N°41 – Numéro spécial et quadruple

À nos lecteurs

  Le numéro qui se trouve entre vos mains, ou plutôt devant vos yeux, est la dernière livraison d’Onuphrius avant longtemps. J’en entends qui poussent de hauts cris, d’autres qui font mine de s’évanouir, les troisièmes qui raisonnent : « Comment ? Onuphrius, la seule revue de la nouvelle francophone ouvertement néo-naturaliste nous quitterait, après tant de merveilles découvertes grâce à elle ? Pas question, par la malepeste ! » Rassurez-vous : comme le dit la chanson, ce n’est qu’un au revoir! Il y aura bien un numéro 42, s’il plaît au Ciel, en janvier 2021. Nous verrons alors à quel rythme notre belle revue peut reprendre son cours. Entre-temps, notre cercle éditorial bénévole est contraint de faire une pause, car d’autres projets, notamment musicaux, le requièrent – or la musique, cette virginale maîtresse, exige qu’on se consacre à elle tout entier ou presque.

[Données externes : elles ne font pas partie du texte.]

PR #2847, opened 2026-04-28
Fix regression with tvOS 26.5

albaintor:
Fix for https://github.com/postlund/pyatv/issues/2845
To be confirmed if it still works with previous tvOS releases

### DIFF
--- a/pyatv/protocols/companion/api.py
+++ b/pyatv/protocols/companion/api.py
@@ -153,6 +153,7 @@ class CompanionAPI(
         await self.system_info()
         await self._touch_start()
         await self._session_start()
+        await self._tv_rc_session_start()
         await self._text_input_start()
 
         await self.subscribe_event("_iMC")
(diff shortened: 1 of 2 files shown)


albaintor:
I also updated fakedevice for testings

kroehre:
Verified this fixes tvOS 26.4 too 👍

albaintor:
Hi @postlund  can you check this please this affect more and more users

postlund:
I'll try to get this sorted out during the day!

pszypowicz:
Confirming this fixes the regression on Apple TV 4K (2nd gen, AppleTV11,1) running tvOS 26.5 (23L471). Power on/off, app list, and source selection all work again with this branch. Worth noting since issue #2845 reasoned that AppleTV11,1 was unaffected - it isn't, at least on 23L471. Thanks for the fix!

Locutus8:
media_player.turn_on works for me.  But, media_player.turn_off does not.  As a work around, remote.send_command suspend still works for powering off.  Also, you are now able to get a playing state from the media player when the Apple TV is actually off.  I do not believe this is the previous behavior.  The new behavior is the correct behavior as it is possible for the Apple TV to play content when the light is not on and HA should be able to detect and trigger on this.  I assume this part is a change in tvOS 26.5.

kroehre:
@postlund anything I can do to help move this forward? This fix is a key piece to having great apple tv keyboard support in home assistant. Thanks!

michaelmedellin:
@albaintor I opened #2855 proactively. I discovered the same TVRCSesssionStart gap you identified, but also found that I was unable to get fresh connections to receive power-state events at all — pyatv currently sends a null `_i` in `_systemInfo`, and the Apple TV only pushes SystemStatus/TVSystemStatus events to a client whose `_i` is not `null`.  

Have you seen the same issue with no power state events being received by the pyatv client after the session starts?

ErykJas:
It breaks connection to tvOS version `17.6`. During connect it's throwing `pyatv.exceptions.ProtocolError: Command failed: No request handler` exception. This MR: https://github.com/postlund/pyatv/pull/2855 works fine due to wrapping start of RC session into try/catch block for not supported tvOS versions.

postlund:
Looks good, I haven't tried it but I trust you guys! Thanks!

postlund:
Hoooold your horses! #2855 does the same thing but seems more complete to me, I'll roll with that one instead.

  Pour fêter l’an neuf et marquer ce long entracte dans la comédie onuphrienne, nous vous proposons aujourd’hui, non point une, mais quatre nouvelles ! chacune provenant d’un des pays qui, tout au long de l’année, brillèrent ici à tour de rôle : la France, avec Adoration, un texte contemporain et cruellement romantique de Catherine Choupin ; la Suisse, pays de Rodolphe Töpffer dont on découvrira l’hilarant Lac de Gers ; la Belgique, hispanisante cette fois, grâce au terrifiant El Verdugo d’Henri Cornélus ; enfin le Québec, où l’on retrouvera le prodigieux Albert Laberge dans un portrait au vitriol, Monsieur le président. Chacune de ces histoires sera illustrée par un de nos talentueux dessinateurs, successivement : Sivan Buntova, Nehama Rosenstein, Pablo, Michaël Halber. Nous les remercions vivement, ainsi que les autres champions du trait qui nous ont prêté leur talent : Rivka Tsinman et Sofia Polonski.

  Grand merci également à René Godenne, Michel Lord et Michel Viegnes, pour leur concours infiniment précieux au sein de notre phalanstère : ces puits de science humble et véridique nous ont permis de mieux connaître la nouvelle telle qu’elle se pratique en leurs pays. Nos remerciements vont aussi, bien entendu, à tous les écrivains – les vivants et les ombres –, publiés jusqu’ici dans nos colonnes. Tous, ils contribuent à faire de la nouvelle le genre prodigieusement vivant et multiforme qu’il est aujourd’hui.

  Bonne année, donc, amis lecteurs, et… à l’année prochaine.